TASK INSTRUCTIONS
The job is to find each line in the entries holding the string "removing" and copy that line.

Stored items
↓
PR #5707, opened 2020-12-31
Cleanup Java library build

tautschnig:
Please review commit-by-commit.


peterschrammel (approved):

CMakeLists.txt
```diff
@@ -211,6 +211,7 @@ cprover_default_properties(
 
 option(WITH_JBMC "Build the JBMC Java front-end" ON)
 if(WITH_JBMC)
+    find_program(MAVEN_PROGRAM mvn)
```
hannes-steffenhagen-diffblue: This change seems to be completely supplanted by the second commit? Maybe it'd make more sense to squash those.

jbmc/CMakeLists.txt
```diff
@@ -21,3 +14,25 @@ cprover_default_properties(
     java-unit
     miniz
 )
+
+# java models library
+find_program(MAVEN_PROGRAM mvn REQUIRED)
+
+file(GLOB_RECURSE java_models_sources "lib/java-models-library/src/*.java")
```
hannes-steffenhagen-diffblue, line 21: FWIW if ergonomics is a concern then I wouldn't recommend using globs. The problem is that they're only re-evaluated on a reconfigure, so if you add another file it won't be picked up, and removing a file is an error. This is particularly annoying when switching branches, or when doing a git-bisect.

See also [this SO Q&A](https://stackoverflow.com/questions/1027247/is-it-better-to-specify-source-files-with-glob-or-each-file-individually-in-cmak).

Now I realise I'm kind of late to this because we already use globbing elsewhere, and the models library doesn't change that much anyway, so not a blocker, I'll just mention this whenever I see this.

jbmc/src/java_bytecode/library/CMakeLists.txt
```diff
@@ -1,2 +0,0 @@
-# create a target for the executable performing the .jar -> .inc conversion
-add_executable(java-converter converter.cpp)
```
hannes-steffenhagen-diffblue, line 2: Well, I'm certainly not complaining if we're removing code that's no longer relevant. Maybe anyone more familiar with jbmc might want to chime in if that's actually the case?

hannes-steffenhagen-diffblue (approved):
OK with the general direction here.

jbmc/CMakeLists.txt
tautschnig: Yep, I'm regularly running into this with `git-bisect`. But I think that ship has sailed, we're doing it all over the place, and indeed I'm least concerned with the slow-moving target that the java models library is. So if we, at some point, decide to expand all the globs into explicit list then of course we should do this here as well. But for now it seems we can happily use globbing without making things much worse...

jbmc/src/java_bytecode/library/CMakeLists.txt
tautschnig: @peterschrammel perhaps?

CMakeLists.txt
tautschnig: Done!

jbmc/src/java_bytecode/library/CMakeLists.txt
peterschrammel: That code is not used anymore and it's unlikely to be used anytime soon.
↑
EXERCISE RESULT
hannes-steffenhagen-diffblue, line 21: FWIW if ergonomics is a concern then I wouldn't recommend using globs. The problem is that they're only re-evaluated on a reconfigure, so if you add another file it won't be picked up, and removing a file is an error. This is particularly annoying when switching branches, or when doing a git-bisect.
hannes-steffenhagen-diffblue, line 2: Well, I'm certainly not complaining if we're removing code that's no longer relevant. Maybe anyone more familiar with jbmc might want to chime in if that's actually the case?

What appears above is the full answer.